Minister of Agriculture John Steenhuisen announced that the department had signed a historic stone fruit trade protocol on Wednesday. Steenhuisen said that the Chinese market could unlock approximately R400 million for the agriculture industry over the next five years
Image: File THOMAS HOLDER
South Africa’s fruit industry is celebrating a major breakthrough after the Department of Agriculture signed a historic stone fruit trade protocol with China, opening the Asian market for five key fruit types — apricots, peaches, nectarines, plums, and prunes — for the first time.
The landmark deal not only enhances trade ties between South Africa and China, but also signals a new phase in agricultural diplomacy — one that promises to boost farmer incomes, create jobs, and strengthen the country’s role as a leading global fruit exporter.
Announcing the deal on Wednesday, Agriculture Minister John Steenhuisen said the agreement could unlock approximately R400 million for the sector over the next five years, with export earnings expected to double within a decade.
Steenhuisen said that the protocol marks “a major breakthrough for South African fruit producers and exporters at a time when diversification is essential for the country’s agricultural resilience.”
“We are of the view that the inaugural 2025/26 export season can generate approximately R28 million and R54m in 2026/27,” Steenhuisen said.
According to the department, this is the first time China has negotiated access for multiple stone fruit varieties from a single country under one deal. Projections indicate that exports to China are set to grow to 5% of total export volumes in 2032/2033.
South African apples gained entry to the Chinese market 10 years ago, and the pear protocol was signed in 2021, following approval by the Chinese Minister of the General Administration of Customs (GACC).
“Opening the Chinese market would allow South African producers to export more of their harvests at more sustainable prices. Stronger demand in China, together with a slight reduction in exports to other markets, are expected to drive market growth,” Steenhuisen said.
Industry body Hortgro, which represents South Africa’s deciduous fruit sector, hailed the agreement as a “game-changer” for producers.
Jacques du Preez, Hortgro's general manager for trade and markets, said orchards and packhouses have already been registered with the Department of Agriculture in anticipation of market access.
“We look forward to establishing much closer, mutually beneficial working relationships with the Chinese authorities to expedite market access between the two countries in shorter timeframes in future. We can’t wait to ship our first container of delicious, ethically produced stone fruit that complies with the strictest food safety standards to China,” Du Preez said.

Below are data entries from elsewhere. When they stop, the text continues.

Issue #2591, opened 2024-09-03
[NEOS-1396] Add support for double quotes in schema and tables for Postgres


nickzelei:
We have support for special characters, however, this breaks down when building many of our queries because double quotes need to be escaped properly, which is done by adding an extra double quote.

```
CREATE TABLE "user""s_data@" (id TEXT NOT NULL PRIMARY key);
```

This creates a table called `user"s_data@`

Experts have welcomed the deal as a strategic step in diversifying South Africa’s trade portfolio amid shifting global dynamics.
International relations expert Dr Noluthando Phungula from UKZN said that the tariff increases against BRICS nations were likely to negatively impact global trade, economic stability, and supply chains globally.
“In South Africa, various industries will be hit the most visibly, being produced, with devastating cost consequences for producers and farms. The opening of Chinese markets can offset the challenging situation SA finds itself in following the expiration of Agoa and the proposed increased tariff,” she said.
“This new trade deal marks an important milestone in terms of Pretoria’s ability to lead dialogue on diversifying trade away from the US.”
Professor Waldo Krugell, an economist at North-West University, agreed, saying the move demonstrates how government diplomacy can open markets that the private sector cannot access alone.
“The private sector cannot open a door like this, but with such a protocol in place, this becomes a realistic export opportunity. There is still a lot of work for exporters to do to develop the new market, but the protocol will make a major difference,” Krugell said.
Professor Bonke Dumisa, an independent economist, said that any new market was worth pursuing in filling the gaps that may be caused by the end of the Agoa agreement.